The original 2019 Cybersecurity Act (CSA) established a voluntary framework for an expanding digital market. By 2026, increased geopolitical complexity will reshape compliance. Cyber attacks now target critical infrastructure and democratic institutions, often through state-sponsored means. The EU’s new Cyber Security Package consists of a Cybersecurity Act 2 (CSA 2) and targeted NIS2 Directive amendments. These are the EU’s definitive upgrade to its digital defences. For executives and legal counsel, these five pillars introduce mandatory resilience and embed geopolitics in technical decision-making.
Geopolitics in law: mandatory de-risking of high-risk suppliers
CSA 2 establishes a three-step process for identifying and mitigating ICT supply chain risks. Security assessment now includes "non-technical risk factors". Article 100 covers the "laws of a third country" that may force a supplier to disclose sensitive data or create backdoors. The de-risking process operates as follows:
- Identification of high-risk third countries: assess foreign interference and structural risks.
- Designation of high-risk suppliers: target specific entities from those countries.
- Sectoral analysis of key ICT assets: identify the components - such as core network functions and radio access networks - that require protection. The impact is most significant for telecommunications.
High-risk suppliers face prohibitions in critical supply chains:
- Provision of core network functions: exclude high-risk suppliers from all mobile, fixed, and satellite core infrastructures.
- Public procurement: bar high-risk suppliers from bidding on contracts involving key ICT assets.
- Conformity assessment: designated high-risk suppliers may not act as Conformity Assessment Bodies; they cannot audit or certify the security of others.
Small mid-caps: regulatory relief for 28,700 entities
The package eases compliance for 28,700 companies, building on exemptions for SMEs under NIS2. The key change is the creation of a "small mid-cap" category, bridging SMEs and large enterprises. Around 22,500 entities are now classified as "important" instead of "essential", reducing supervision and compliance complexity. It remains to be seen if this eases the burden in practice.
Additionally, the amendment exempts 6,200 micro and small enterprises previously subject to regulation, including small DNS providers. This relief ensures the largest critical operators bear the main compliance responsibility, supporting a competitive environment for growing European businesses.
Certification
The original European Cybersecurity Certification Framework (ECCF) suffered delays - the EU Common Criteria (EUCC) scheme, for example, took 57 months to progress from initiation to adoption. CSA 2 addresses this by requiring a 12-month default deadline for ENISA to develop candidate certification schemes. Article 24 of the NIS2 amendment introduces the ‘cyber posture’ certification, which acts as a legal shield. Competent authorities must not impose additional measures such as audits or supervision on entities for requirements covered by a valid certificate. One certificate can demonstrate compliance to regulators and business partners across the Union, reducing the cost of compliance.

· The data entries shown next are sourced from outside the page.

PR #6, opened 2020-10-30
WIP: Integrating RateLimiter with the server and dynamic batch scheduler

tanmayv25:


include/triton/core/tritonbackend.h
```diff
@@ -34,19 +34,19 @@ extern "C" {
 #endif
 
 #ifdef _COMPILING_TRITONBACKEND
```
deadeyegoodwin, line 36: Are all the changes in this file just from the formatter?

Ransomware: mandatory payment reporting
Ransomware remains central to cyber crime. The CSA 2 package requires harmonised data collection to reduce financial incentives for attackers. The Union mandates transparency when incidents occur. If a payment is made and subject to a request for information being made, reporting requirements are detailed and mandatory.

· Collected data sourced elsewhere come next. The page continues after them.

PR #9, opened 2020-11-20
Add tritonrepoagent.h

deadeyegoodwin:


include/triton/core/tritonrepoagent.h
```diff
@@ -0,0 +1,307 @@
...
+///
+/// \param agent The agent.
+/// \param model The model.
+/// \param artifact_type Returns the artifact type for the location.
+/// \param path Returns the location.
+/// \return a TRITONSERVER_Error indicating success or failure.
+TRITONREPOAGENT_DECLSPEC TRITONSERVER_Error*
+TRITONREPOAGENT_ModelRepositoryLocationAcquire(
+    TRITONREPOAGENT_Agent* agent, TRITONREPOAGENT_AgentModel* model,
+    TRITONREPOAGENT_ArtifactType* artifact_type, const char** location);
```
GuanLuo, line 180: What happens if the function is called multiple time? I assume it will always return the same temporary location?

deadeyegoodwin: Yes. Also, I'm likely going to change artifact_type to an in/out so that the agent can request a certain type of location (initially there is just "local filesystem") and then triton will prefer to return that type of location (but agent must handle any returned type). With that change will then need to always return same artifact type as well if called multiple times.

The ‘harvest now, decrypt later’ risk: post-quantum cryptography (PQC)
Legal counsel must now address the strategic risk posed by quantum computing. Adversaries are already stealing encrypted data to decrypt when quantum technology matures. Article 7 of the NIS2 amendment makes PQC migration policies a required element of National cyber security strategies. Counsel should treat this as a new standard for due diligence to prevent future liability. The legislation sets clear milestones for this transition:
- By 2030: migration to PQC for all critical use cases.
- By 2035: migration for medium and low-level use cases.
Failing to meet these national deadlines may lead to significant negligence claims as current encryption standards become obsolete.
The price of sovereignty
CSA 2 transforms ENISA from a specialised advisory agency into an operational powerhouse. The agency will coordinate joint examination teams and provide mutual assistance under Article 37a. It receives an 80% budget increase and adds 100 staff members, bringing total personnel to 230 FTEs. This expansion underpins European digital sovereignty. The Union expects streamlined rules to yield €15.3 billion in long-term compliance savings , but the €3–4 billion de-risking cost annually for mobile network operators over a five-year period poses a significant challenge for infrastructure providers. In this environment, business leaders must assess whether these changes represent opportunity or risk.